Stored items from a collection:
■ ■ ■ ■
Issue #2631, opened 2021-01-27
Cache cpu profile information when refreshing data in the Performance view


fzyzcjy:
Hi thanks for the lib! I find that, once in a while, the Performance page says "No CPU profile data" while sometimes it behaves normally. Even stranger, once, I successfully see the profile data, but when I click somewhere in the same frame, it re-analyzes and then tells me *no* cpu profile data...

This is quite annoying, because I need the flamechart to see where the performance is bad.

Thanks!

e.g.

![image](https://user-images.githubusercontent.com/5236035/105933007-b5fce280-6088-11eb-8826-71576a250be6.png)

kenzieschmoll:
The dart vm collects CPU profile samples at a specific frequency (specified by profile granularity selector at top of performance page), and stores those samples on a buffer. So it could either be the case that A) the vm did not collect any cpu samples during the time period you have selected in the timeline, or B) activity is continuing to occur in your application while you are looking at this timeline, and in between the time you refreshed the performance page and clicked on an event to view the cpu profile for, the samples have fallen out of the buffer. 

Based on the frame times shown in this screenshot, B) is more likely. Based on my description, does it sound like B) could be what's happening in your app? If this were the case, you'd be more likely to be able to access CPU profile data for later frames in the flutter frames chart (far right) than you would for earlier frames.

We could do something to mitigate this. We could pull all the CPU profiles available at "Refresh" and then generate "sub-profiles" for each time the profiler needs new data. This would allow us to hang on to all the available CPU profile data even if the samples fall out of the VM's buffer.

fzyzcjy:
Hi thanks for the reply! I originally thought that, the `Refresh` will stop once the buffer is full (actually, it does not collect forever, but only collect a bunch of frames and then no more). So how can I manually pause the profiling such that I can look into a frame without its samples lost?

kenzieschmoll:
Unfortunately, I don't think there is a way to do this. We can help on our end by caching the data available upon refreshing. 

Clicking Refresh pulls all available timeline data, so it is not intended to be a live view. If something happens in your app that you want to take a look at, clicking Refresh again would pull all recent data. We are considering changing the performance page to more of a "live" view of performance, that constantly pulls new data in instead of requiring users to refresh.

fzyzcjy:
By the way, I also find the `CPU Profiler` tab quite helpful. That profiler faithfully record the cpu instructions :)

[...]

PR #3121, opened 2021-06-11
Cache CPU profiles for selected frames

kenzieschmoll:
This will prevent users from losing CPU profile data for frames they have already selected. We have seen users in user studies hit problems with CPU samples falling out of the CPU sample buffer. 

We now cache profiles with their respective frames in the performance page. For timeline events within that frame, we will generate a sub profile from the frame's cached profile upon selection.

This PR also improves the performance of the CPU profiler by caching the `callTreeRoots` and `bottomUpRoots` for an instance of `CpuProfileData`.

This will improve https://github.com/flutter/devtools/issues/2631

### DIFF
--- a/packages/devtools_app/lib/src/performance/performance_controller.dart
+++ b/packages/devtools_app/lib/src/performance/performance_controller.dart
@@ -61,8 +61,6 @@ class PerformanceController
   ValueListenable<List<FlutterFrame>> get flutterFrames => _flutterFrames;
   final _flutterFrames = ValueNotifier<List<FlutterFrame>>([]);
 
-  final _flutterFramesById = <String, FlutterFrame>{};
-
   /// Whether an empty timeline recording was just recorded.
   ValueListenable<bool> get emptyTimeline => _emptyTimeline;
   final _emptyTimeline = ValueNotifier<bool>(false);
@@ -165,25 +163,22 @@ class PerformanceController
 
   Future<void> selectTimelineEvent(
     TimelineEvent event, {
-    bool pullCpuProfile = true,
+    bool updateProfiler = true,
   }) async {
     if (event == null || data.selectedEvent == event) return;
 
     data.selectedEvent = event;
     _selectedTimelineEventNotifier.value = event;
 
-    if (pullCpuProfile && event.isUiEvent) {
-      if (event.frameId != null) {
-        final frameProfile = _flutterFramesById[event.frameId]?.cpuProfileData;
-        if (frameProfile != null) {
-          cpuProfilerController.reset();
-          await cpuProfilerController.generateSubProfile(
-            frameProfile,
-            event.time,
-            processId: 'subProfile for ${event.name} from ${event.frameId}',
-          );
-          data.cpuProfileData = cpuProfilerController.dataNotifier.value;
-        }
+    if (event.isUiEvent && updateProfiler) {
+      final storedProfile =
+          cpuProfilerController.cpuProfileStore.storedProfile(event.time);
+      if (storedProfile != null) {
+        await cpuProfilerController.processAndSetData(
+          storedProfile,
+          processId: 'Stored profile for ${event.time}',
+        );
+        data.cpuProfileData = cpuProfilerController.dataNotifier.value;
       } else if ((!offlineMode || offlinePerformanceData == null) &&
           cpuProfilerController.profilerEnabled) {
         // Fetch a profile if not in offline mode and if the profiler is enabled
@@ -192,6 +187,10 @@ class PerformanceController
           startMicros: event.time.start.inMicroseconds,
■ ■ ■ ■
Task requirements:
Set the data above down again in full, exactly as it reads.

Solution to the problem:
Issue #2631, opened 2021-01-27
Cache cpu profile information when refreshing data in the Performance view


fzyzcjy:
Hi thanks for the lib! I find that, once in a while, the Performance page says "No CPU profile data" while sometimes it behaves normally. Even stranger, once, I successfully see the profile data, but when I click somewhere in the same frame, it re-analyzes and then tells me *no* cpu profile data...

This is quite annoying, because I need the flamechart to see where the performance is bad.

Thanks!

e.g.

![image](https://user-images.githubusercontent.com/5236035/105933007-b5fce280-6088-11eb-8826-71576a250be6.png)

kenzieschmoll:
The dart vm collects CPU profile samples at a specific frequency (specified by profile granularity selector at top of performance page), and stores those samples on a buffer. So it could either be the case that A) the vm did not collect any cpu samples during the time period you have selected in the timeline, or B) activity is continuing to occur in your application while you are looking at this timeline, and in between the time you refreshed the performance page and clicked on an event to view the cpu profile for, the samples have fallen out of the buffer. 

Based on the frame times shown in this screenshot, B) is more likely. Based on my description, does it sound like B) could be what's happening in your app? If this were the case, you'd be more likely to be able to access CPU profile data for later frames in the flutter frames chart (far right) than you would for earlier frames.

We could do something to mitigate this. We could pull all the CPU profiles available at "Refresh" and then generate "sub-profiles" for each time the profiler needs new data. This would allow us to hang on to all the available CPU profile data even if the samples fall out of the VM's buffer.

fzyzcjy:
Hi thanks for the reply! I originally thought that, the `Refresh` will stop once the buffer is full (actually, it does not collect forever, but only collect a bunch of frames and then no more). So how can I manually pause the profiling such that I can look into a frame without its samples lost?

kenzieschmoll:
Unfortunately, I don't think there is a way to do this. We can help on our end by caching the data available upon refreshing. 

Clicking Refresh pulls all available timeline data, so it is not intended to be a live view. If something happens in your app that you want to take a look at, clicking Refresh again would pull all recent data. We are considering changing the performance page to more of a "live" view of performance, that constantly pulls new data in instead of requiring users to refresh.

fzyzcjy:
By the way, I also find the `CPU Profiler` tab quite helpful. That profiler faithfully record the cpu instructions :)

[...]

PR #3121, opened 2021-06-11
Cache CPU profiles for selected frames

kenzieschmoll:
This will prevent users from losing CPU profile data for frames they have already selected. We have seen users in user studies hit problems with CPU samples falling out of the CPU sample buffer. 

We now cache profiles with their respective frames in the performance page. For timeline events within that frame, we will generate a sub profile from the frame's cached profile upon selection.

This PR also improves the performance of the CPU profiler by caching the `callTreeRoots` and `bottomUpRoots` for an instance of `CpuProfileData`.

This will improve https://github.com/flutter/devtools/issues/2631

### DIFF
--- a/packages/devtools_app/lib/src/performance/performance_controller.dart
+++ b/packages/devtools_app/lib/src/performance/performance_controller.dart
@@ -61,8 +61,6 @@ class PerformanceController
   ValueListenable<List<FlutterFrame>> get flutterFrames => _flutterFrames;
   final _flutterFrames = ValueNotifier<List<FlutterFrame>>([]);
 
-  final _flutterFramesById = <String, FlutterFrame>{};
-
   /// Whether an empty timeline recording was just recorded.
   ValueListenable<bool> get emptyTimeline => _emptyTimeline;
   final _emptyTimeline = ValueNotifier<bool>(false);
@@ -165,25 +163,22 @@ class PerformanceController
 
   Future<void> selectTimelineEvent(
     TimelineEvent event, {
-    bool pullCpuProfile = true,
+    bool updateProfiler = true,
   }) async {
     if (event == null || data.selectedEvent == event) return;
 
     data.selectedEvent = event;
     _selectedTimelineEventNotifier.value = event;
 
-    if (pullCpuProfile && event.isUiEvent) {
-      if (event.frameId != null) {
-        final frameProfile = _flutterFramesById[event.frameId]?.cpuProfileData;
-        if (frameProfile != null) {
-          cpuProfilerController.reset();
-          await cpuProfilerController.generateSubProfile(
-            frameProfile,
-            event.time,
-            processId: 'subProfile for ${event.name} from ${event.frameId}',
-          );
-          data.cpuProfileData = cpuProfilerController.dataNotifier.value;
-        }
+    if (event.isUiEvent && updateProfiler) {
+      final storedProfile =
+          cpuProfilerController.cpuProfileStore.storedProfile(event.time);
+      if (storedProfile != null) {
+        await cpuProfilerController.processAndSetData(
+          storedProfile,
+          processId: 'Stored profile for ${event.time}',
+        );
+        data.cpuProfileData = cpuProfilerController.dataNotifier.value;
       } else if ((!offlineMode || offlinePerformanceData == null) &&
           cpuProfilerController.profilerEnabled) {
         // Fetch a profile if not in offline mode and if the profiler is enabled
@@ -192,6 +187,10 @@ class PerformanceController
           startMicros: event.time.start.inMicroseconds,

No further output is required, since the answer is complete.